START THE DATA

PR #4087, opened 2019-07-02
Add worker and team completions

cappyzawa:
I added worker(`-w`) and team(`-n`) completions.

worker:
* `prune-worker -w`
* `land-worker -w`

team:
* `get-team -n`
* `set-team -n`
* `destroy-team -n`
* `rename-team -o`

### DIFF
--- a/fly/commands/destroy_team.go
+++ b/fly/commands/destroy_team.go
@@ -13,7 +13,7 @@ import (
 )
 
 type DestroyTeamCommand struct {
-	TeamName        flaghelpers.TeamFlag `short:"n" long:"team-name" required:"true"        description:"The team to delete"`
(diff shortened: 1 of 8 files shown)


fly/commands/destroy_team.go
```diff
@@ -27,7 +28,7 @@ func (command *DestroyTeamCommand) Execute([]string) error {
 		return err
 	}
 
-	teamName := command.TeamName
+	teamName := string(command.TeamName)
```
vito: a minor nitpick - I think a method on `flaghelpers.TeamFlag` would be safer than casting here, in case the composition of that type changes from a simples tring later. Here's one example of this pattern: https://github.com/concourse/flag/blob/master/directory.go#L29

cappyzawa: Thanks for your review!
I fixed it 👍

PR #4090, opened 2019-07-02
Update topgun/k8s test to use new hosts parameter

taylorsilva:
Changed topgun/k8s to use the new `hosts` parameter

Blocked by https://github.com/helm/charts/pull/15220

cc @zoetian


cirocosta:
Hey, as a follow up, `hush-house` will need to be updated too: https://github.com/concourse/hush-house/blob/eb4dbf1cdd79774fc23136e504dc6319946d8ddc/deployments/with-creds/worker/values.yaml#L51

END THE DATA

TASK: Scanning the material above, work out how many lines contain the word "completions" and reply with the number only.

TASK RESULT: 2